Task to carry out =>
The records appear below. Copy each one exactly.

Task input =>
PR #6561, opened 2024-02-02
Cosmos node liveness

mhagel:
## Link to Issue
Closes: #5157 

## Description of Changes
- Creates a fallback strategy for failing Cosmos nodes
- Adds a `health` column to ChainNodes
- Renames cosmosLCD to cosmosAPI/v1
   
## "How We Fixed It"

- If a chain node fails, we try the community proxy endpoint provided by cosmos.directory
- For a given period (default 5 minutes), we continue to use the proxy (using health flag and last_updated)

Answer section =>
PR #6561, opened 2024-02-02
Cosmos node liveness

mhagel:
## Link to Issue
Closes: #5157 

## Description of Changes
- Creates a fallback strategy for failing Cosmos nodes
- Adds a `health` column to ChainNodes
- Renames cosmosLCD to cosmosAPI/v1
   
## "How We Fixed It"

- If a chain node fails, we try the community proxy endpoint provided by cosmos.directory
- For a given period (default 5 minutes), we continue to use the proxy (using health flag and last_updated)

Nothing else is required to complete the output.